I looked at her uncertainly. Rino meanwhile let me go and went to dance with his sister, who gave a soft cry, handed me the dance manual, and flew around the room with him. I placed the manual among her books. What had she said? Gramophone was Italian, not Greek. But meanwhile I saw that under War and Peace, and bearing the label of Maestro Ferraro’s library, a tattered volume was sticking out, entitled Greek Grammar. Grammar. Greek. I heard her promising me, out of breath:
“Afterward I’ll write gramophone for you in Greek letters.”
I said I had things to do and left.
15
She had begun to study Greek even before I went to high school? She had done it on her own, while I hadn’t even thought about it, and during the summer, the vacation? Would she always do the things I was supposed to do, before and better than me? She eluded me when I followed her and meanwhile stayed close on my heels in order to pass me by?

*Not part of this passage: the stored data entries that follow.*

PR #36748, opened 2025-08-18
Support customized branch when create sdk PR

raych1:
**Changes**
* Added logic to determine the correct `SdkRepoOwner` when a custom branch or commit is specified, defaulting to `'azure-sdk'` for non-main.

* Enhanced branch detection logic to check if the provided branch name is valid and set the pull request source branch accordingly.

* Updated `SdkRepoCommit` parameter to `SdkBranchName`.

* Removed the `SkipPullRequestCreation: true` setting in the batch pipeline, allowing PR creation as needed.

**Test pipeline runs and PRs**
SDK PR: https://github.com/Azure/azure-sdk-for-go/pull/25093
Runs: https://dev.azure.com/azure-sdk/internal/_build/results?buildId=5231670&view=logs&j=83516c17-6666-5250-abde-63983ce72a49&t=c1986ca5-be0a-5bc2-c78d-61dbd0c1d7fc
This has no impact to spec PR: [example PR](https://github.com/Azure/azure-rest-api-specs/pull/36751)

### DIFF
--- a/eng/pipelines/templates/stages/archetype-spec-gen-sdk.yml
+++ b/eng/pipelines/templates/stages/archetype-spec-gen-sdk.yml
@@ -317,7 +317,6 @@ stages:
             CommitMsg: $(GeneratedSDKInformation)
             TargetRepoOwner: $(SdkRepoOwner)
             TargetRepoName: $(SdkRepoName)
-            PushArgs: "--force"
             WorkingDirectory: $(SdkRepoDirectory)
             ScriptDirectory: $(SdkRepoDirectory)/eng/common/scripts
 
--- a/eng/pipelines/templates/stages/archetype-spec-gen-sdk.yml
+++ b/eng/pipelines/templates/stages/archetype-spec-gen-sdk.yml
@@ -115,16 +115,11 @@ stages:
           Write-Host "Will use commitish for SDK repo checkout: '$checkoutCommitish'"
         displayName: "Create Run Time Variables"
 
-      - ${{ if and(eq(variables['System.TeamProject'], 'internal'), eq(parameters.CreatePullRequest, true), ne(variables['Build.Reason'], 'PullRequest')) }}:
+      - ${{ if and(eq(variables['System.TeamProject'], 'internal'), ne(variables['Build.Reason'], 'PullRequest')) }}:
         - pwsh: |
             $sdkRepoBranch = '${{ parameters.SdkRepoBranch }}'
             $sdkRepoUrl = '${{ parameters.SdkRepoUrl }}'
             Write-Host "Validating SDK repo branch: '$SdkRepoBranch'"
-
-            if ($sdkRepoBranch.contains(":")) {
-              Write-Host "##vso[task.logissue type=error]'SDK repository branch' must be a commit SHA or branch name without ':'"
-              Exit 1
-            }
 
             if (($sdkRepoBranch -ne 'main') -and (-not [string]::IsNullOrWhiteSpace($sdkRepoBranch))) {
 
@@ -135,7 +130,7 @@ stages:
               }
 
               # Validate branch name
-              if ($sdkRepoBranch -match '^/|/$|//|\.\.|^@$|\.$/|[\x00-\x1F\x7F~^:?*@\[\]\\s]') {
+              if ($sdkRepoBranch -notmatch '^(?!/)(?!.*//)(?!.*\.\.)(?!.*\.lock$)(?!@$)(?!.*\.$)(?!.*\/$)(?!.*\\)(?!.*[~^:?*\[\]\s])[\u0020-\u007E]+$') {
                   Write-Host "##vso[task.logissue type=error]The provided SDK branch name '$sdkRepoBranch' is invalid."
                   Exit 1
               }
@@ -152,17 +147,16 @@ stages:
               $gitExitCode = $LASTEXITCODE
 
               if ($gitExitCode -ne 0) {
-                  Write-Host "##vso[task.logissue type=error]Failed to validate branch remotely (git exit code: $gitExitCode)"
-                  Exit $gitExitCode
+                Write-Host "##vso[task.logissue type=error]Failed to validate branch remotely (git exit code: $gitExitCode)"
+                Exit $gitExitCode
               }
 
               if ([string]::IsNullOrEmpty($branchExists)) {
-                  Write-Host "Branch '$SdkRepoBranch' does not exist in remote repository"
-                  Write-Host "Will checkout 'main'"
-                  $checkoutCommitish = 'main'
+                Write-Host "Branch '$SdkRepoBranch' does not exist in remote repository"
+                $checkoutCommitish = 'main'
               } else {
-                  Write-Host "Branch '$SdkRepoBranch' exists in remote repository"
-                  $checkoutCommitish = $SdkRepoBranch
+                Write-Host "Branch '$SdkRepoBranch' exists in remote repository"
+                $checkoutCommitish = $SdkRepoBranch
               }
             } else {
               Write-Host "Using commitish as-is: '$SdkRepoBranch' (main branch)"
--- a/eng/pipelines/templates/stages/archetype-spec-gen-sdk.yml
+++ b/eng/pipelines/templates/stages/archetype-spec-gen-sdk.yml
@@ -130,7 +130,7 @@ stages:
               }
 
               # Validate branch name
-              if ($sdkRepoBranch -notmatch '^(?!/)(?!.*//)(?!.*\.\.)(?!.*\.lock$)(?!@$)(?!.*\.$)(?!.*\/$)(?!.*\\)(?!.*[~^:?*\[\]\s])[\u0020-\u007E]+$') {
+              if ($sdkRepoBranch -notmatch '^(?!refs/)(?!/)(?!.*//)(?!.*\.\.)(?!.*\.lock$)(?!@$)(?!.*\.$)(?!.*\/$)(?!.*\\)(?!.*[~^:?*\[\]\s])[\u0020-\u007E]+$') {
                   Write-Host "##vso[task.logissue type=error]The provided SDK branch name '$sdkRepoBranch' is invalid."
                   Exit 1
               }
--- a/eng/pipelines/templates/stages/archetype-spec-gen-sdk.yml
+++ b/eng/pipelines/templates/stages/archetype-spec-gen-sdk.yml
@@ -3,7 +3,7 @@ parameters:
     type: string
   - name: SdkRepoUrl
     type: string
-  - name: SdkRepoCommit
+  - name: SdkRepoBranch
     type: string
     default: 'main'
   - name: ConfigType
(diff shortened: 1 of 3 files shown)


eng/pipelines/templates/stages/archetype-spec-gen-sdk.yml
```diff
@@ -206,9 +215,27 @@ stages:
           CustomCondition: and(succeededOrFailed(), ne(variables['StagedArtifactsFolder'], ''))
 
       - ${{ if and(eq(variables['System.TeamProject'], 'internal'), eq(parameters.CreatePullRequest, true), ne(variables['Build.Reason'], 'PullRequest')) }}:
+        - pwsh: |
+            $sdkPrBranchName = "$(PrBranch)-$(Build.BuildId)"
+            $sdkRepoCommitish = '${{ parameters.SdkRepoCommit }}'
+            if (($sdkRepoCommitish -ne 'HEAD') -and ($sdkRepoCommitish -ne 'main')) {
+              # Query remote branches
+              $result = git ls-remote --heads origin $sdkRepoCommitish
+              if ([string]::IsNullOrEmpty($result)) {
```
weshaggard: What about cases where the branch doesn't exist yet? I would expect the pipeline to create based of main but still use that new branch name.

raych1: added the support for non-existed branch. Here is [test run](https://dev.azure.com/azure-sdk/internal/_build/results?buildId=5232839&view=logs&j=83516c17-6666-5250-abde-63983ce72a49&t=fa40ef2d-deb2-5846-4ea3-7df100e508f4)

raych1: @weshaggard this is the [SDK PR](https://github.com/azure-sdk/azure-sdk-for-go/pull/14843/) created against a spec branch with multiple service spec changes. To clarify, it needs multiple times pipeline runs as each run can generate sdk based on only one typespec project.

eng/pipelines/templates/stages/archetype-spec-gen-sdk.yml
```diff
@@ -110,8 +110,67 @@ stages:
...
+          Write-Host "Will use commitish for SDK repo checkout: '$checkoutCommitish'"
         displayName: "Create Run Time Variables"
 
+      - ${{ if and(eq(variables['System.TeamProject'], 'internal'), eq(parameters.CreatePullRequest, true), ne(variables['Build.Reason'], 'PullRequest')) }}:
+        - pwsh: |
+            $sdkRepoCommitish = '${{ parameters.SdkRepoCommit }}'
+            $sdkRepoUrl = '${{ parameters.SdkRepoUrl }}'
+            Write-Host "Validating SDK repo commitish: '$sdkRepoCommitish'"
+            # Check if it's a commit SHA
+            $commitShaPattern = '^[a-fA-F0-9]{7,40}$'
```
weshaggard: Couldn't this also match a legal branch name? `decaffe` as an example. I agree not likely, but it is possible. I'm not sure I see the value in supporting a sha over a branch, so maybe we make this only allow branches.

eng/pipelines/templates/stages/archetype-spec-gen-sdk.yml
```diff
@@ -110,8 +110,67 @@ stages:
...
+
+            if ($sdkRepoCommitish.contains(":")) {
+              Write-Host "##vso[task.logissue type=error]'SDK repository commit' must be a commit SHA or branch name without ':'"
+              Exit 1
+            }
+
+            if (($sdkRepoCommitish -ne 'main') -and ($sdkRepoCommitish -notmatch $commitShaPattern)) {
+                # set repo owner to 'azure-sdk' when customized branch is provided
+                $sdkRepoOwner = 'azure-sdk'
```
weshaggard: Should we make this a parameter so that we can let folks pick the repo of the branch to use for checking out?

weshaggard: Either that or we only support branches from the branches coming from azure-sdk fork. main should always match in both cases and if we don't support the sha's that would mean all branches come from the azure-sdk fork.

eng/pipelines/templates/stages/archetype-spec-gen-sdk.yml
```diff
@@ -125,13 +184,46 @@ stages:
...
-              Commitish: ${{ parameters.SdkRepoCommit }}
+              Commitish: $(CheckoutCommitish)
               WorkingDirectory: $(SdkRepoDirectory)
           SkipCheckoutNone: true
           ${{ if and(eq(variables['System.TeamProject'], 'internal'), endsWith(variables['Build.Repository.Name'], '-pr')) }}:
             TokenToUseForAuth: $(azuresdk-github-pat)
             PreserveAuthToken: true
 
+      - ${{ if and(eq(variables['System.TeamProject'], 'internal'), eq(parameters.CreatePullRequest, true), ne(variables['Build.Reason'], 'PullRequest')) }}:
+        - pwsh: |
```
weshaggard: I don't think we need this step because https://github.com/Azure/azure-rest-api-specs/blob/main/eng/common/scripts/git-branch-push.ps1#L70 already handles this work.

eng/pipelines/templates/stages/archetype-spec-gen-sdk.yml
```diff
@@ -110,8 +110,67 @@ stages:
...
+                    Write-Host "##vso[task.logissue type=error]Failed to validate branch remotely (git exit code: $gitExitCode)"
+                    Exit $gitExitCode
+                }
+
+                if ([string]::IsNullOrEmpty($branchExists)) {
+                    Write-Host "Branch '$sdkRepoCommitish' does not exist in remote repository"
+                    Write-Host "Will checkout 'main' and create new branch '$sdkRepoCommitish' later"
+
+                    # Set flags for post-checkout processing
+                    Write-Host "##vso[task.setvariable variable=CreateNewBranch]true"
```
weshaggard: I don't think we need this. All we need is to set the `CheckoutCommitish` to either be main or the remote branch it exists. Then you need to always set your `SdkPullRequestSourceBranch` to either what was passed in if or the generated one if it isn't main. I think you can eliminate the other 2 steps you added below.

eng/pipelines/templates/stages/archetype-spec-gen-sdk.yml
```diff
@@ -110,67 +110,69 @@ stages:
...
             $sdkRepoUrl = '${{ parameters.SdkRepoUrl }}'
-            Write-Host "Validating SDK repo commitish: '$sdkRepoCommitish'"
-            # Check if it's a commit SHA
-            $commitShaPattern = '^[a-fA-F0-9]{7,40}$'
+            Write-Host "Validating SDK repo branch: '$SdkRepoBranch'"
 
-            if ($sdkRepoCommitish.contains(":")) {
-              Write-Host "##vso[task.logissue type=error]'SDK repository commit' must be a commit SHA or branch name without ':'"
+            if ($sdkRepoBranch.contains(":")) {
+              Write-Host "##vso[task.logissue type=error]'SDK repository branch' must be a commit SHA or branch name without ':'"
```
weshaggard:
```suggestion
              Write-Host "##vso[task.logissue type=error]'SDK repository branch' must be a branch name without ':'"
```

eng/pipelines/templates/stages/archetype-spec-gen-sdk.yml
```diff
@@ -110,67 +110,69 @@ stages:
...
+            if (($sdkRepoBranch -ne 'main') -and (-not [string]::IsNullOrWhiteSpace($sdkRepoBranch))) {
+
+              # GitHub's limit is around 250 characters
+              if ($sdkRepoBranch.Length -gt 250) {
+                Write-Host "##vso[task.logissue type=error]The provided SDK branch name exceeds 250 characters."
+                Exit 1
+              }
+
+              # Validate branch name
+              if ($sdkRepoBranch -match '^/|/$|//|\.\.|^@$|\.$/|[\x00-\x1F\x7F~^:?*@\[\]\\s]') {
```
weshaggard: Where did you get this regex? Personally, I would just let git error when we try to use it.

eng/pipelines/templates/stages/archetype-spec-gen-sdk.yml
```diff
@@ -206,14 +267,25 @@ stages:
           CustomCondition: and(succeededOrFailed(), ne(variables['StagedArtifactsFolder'], ''))
 
       - ${{ if and(eq(variables['System.TeamProject'], 'internal'), eq(parameters.CreatePullRequest, true), ne(variables['Build.Reason'], 'PullRequest')) }}:
+        - pwsh: |
+            $sdkPrBranchName = "$(PrBranch)-$(Build.BuildId)"
```
weshaggard, line 265: Why not do this in the one step above?

eng/pipelines/templates/stages/archetype-spec-gen-sdk.yml
```diff
@@ -206,14 +267,25 @@ stages:
...
+
+            # use the user provided branch name when SdkRepoOwner is set as 'azure-sdk'
+            if ('$(SdkRepoOwner)' -eq 'azure-sdk') {
```
weshaggard, line 268: If you do this above you should do it based on if the branch name is empty or main.

eng/pipelines/templates/stages/archetype-spec-gen-sdk.yml
raych1: We cannot do this in the step before sparse-checkout. The `PrBranch` variable is set by the 'generate sdk' step.

eng/pipelines/templates/stages/archetype-spec-gen-sdk.yml
raych1: It came from LLM. I'd like to fail fast rather than waiting until generation completes but fails in pushing code step.

eng/pipelines/templates/stages/archetype-spec-gen-sdk.yml
raych1: See above comment.

eng/pipelines/templates/stages/archetype-spec-gen-sdk.yml
raych1: Updated.

raych1:
> * Updated `SdkRepoCommit` parameter to `SdkBranchName`.

@praveenkuttappan this change in SDK generation pipeline might impact the release agent in terms of triggering it. 
CC: @maririos

eng/pipelines/templates/stages/archetype-spec-gen-sdk.yml
```diff
@@ -110,8 +110,63 @@ stages:
...
+            if (($sdkRepoBranch -ne 'main') -and (-not [string]::IsNullOrWhiteSpace($sdkRepoBranch))) {
+
+              # GitHub's limit is around 250 characters
+              if ($sdkRepoBranch.Length -gt 250) {
+                Write-Host "##vso[task.logissue type=error]The provided SDK branch name exceeds 250 characters."
+                Exit 1
+              }
+
+              # Validate branch name
+              if ($sdkRepoBranch -notmatch '^(?!refs/)(?!/)(?!.*//)(?!.*\.\.)(?!.*\.lock$)(?!@$)(?!.*\.$)(?!.*\/$)(?!.*\\)(?!.*[~^:?*\[\]\s])[\u0020-\u007E]+$') {
```
weshaggard, line 133: I worry this regex might end up being more complex than we need and might block some scenarios. If you have tested it, we can leave it, but I don't think it is necessary because the git ls-remote call below will also verify the branch

weshaggard (approved):

eng/pipelines/templates/stages/archetype-spec-gen-sdk.yml
praveenkuttappan: Currently SDK generation is triggered from open spec PR using `refs/pull/<pull number>/merge` and I think this regex will block this flow.

raych1: It did take some time for the testing. I agree the regex is a little complex. Let's get this merged since 'git ls-remote' call just returns empty result instead of failing for an invalid branch.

I tried not to see her for a while, I was angry. I went to the library to get a Greek grammar, but there was only one, and the whole Cerullo family had borrowed it in turn. Maybe I should erase Lila from myself like a drawing from the blackboard, I thought, for, I think, the first time. I felt fragile, exposed, I couldn’t spend my time following her or discovering that she was following me, either way feeling diminished. I immediately went to find her. I let her teach me how to do the quadrille. I let her show me how many Italian words she could write in the Greek alphabet. She wanted me to learn the alphabet before I went to school, and she forced me to write and read it. I got even more pimples. I went to the dances at Gigliola’s with a permanent sense of inadequacy and shame.

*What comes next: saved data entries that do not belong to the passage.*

PR #36759, opened 2025-08-19
[Monitor.Ingestion] .NET client generation

jsquire:
# Summary

The focus of these changes is to update the Ingestion assets to support generation of the .NET client library.

### DIFF
--- a/specification/monitor/Monitor.Ingestion/client.tsp
+++ b/specification/monitor/Monitor.Ingestion/client.tsp
@@ -13,6 +13,11 @@ namespace ClientCustomizations;
   "java"
 );
 
+@@clientNamespace(LogsIngestion,
+  "Azure.Monitor.Ingestion",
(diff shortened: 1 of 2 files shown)


jorgerangel-msft (approved):

mikeharder:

I hoped that it would pass, but inadequacy and shame intensified. Once Lila danced a waltz with her brother. They danced so well together that we left them the whole space. I was spellbound. They were beautiful, they were perfect together. As I watched, I understood conclusively that soon she would lose completely her air of a child-old woman, the way a well-known musical theme is lost when it’s adapted too fancifully. She had become shapely. Her high forehead, her large eyes that could suddenly narrow, her small nose, her cheekbones, her lips, her ears were looking for a new orchestration and seemed close to finding it. When she combed her hair in a ponytail, her long neck was revealed with a touching clarity. Her chest had small graceful breasts that were more and more visible. Her back made a deep curve before landing at the increasingly taut arc of her behind. Her ankles were still too thin, the ankles of a child; but how long before they adapted to her now feminine figure? I realized that the males, watching as she danced with Rino, were seeing more than I was. Pasquale above all, but also Antonio, also Enzo. They kept their eyes on her as if we others had disappeared. And yet I had bigger breasts. And yet Gigliola was a dazzling blonde, with regular features and nice legs. And yet Carmela had beautiful eyes and, especially, provocative movements. But there was nothing to be done: something had begun to emanate from Lila’s mobile body that the males sensed, an energy that dazed them, like the swelling sound of beauty arriving. The music had to stop before they returned to themselves, with uncertain smiles and extravagant applause.
16
Lila was malicious: this, in some secret place in myself, I still thought. She had shown me not only that she knew how to wound with words but that she would kill without hesitation, and yet those capacities now seemed to me of little importance. I said to myself: she will release something more vicious, and I resorted to the word “evil”, an exaggerated word that came to me from childhood tales. But if it was a childish self that unleashed these thoughts in me, they had a foundation of truth. And in fact, it slowly became clear not only to me, who had been observing her since elementary school, but to everyone, that an essence not only seductive but dangerous emanated from Lila.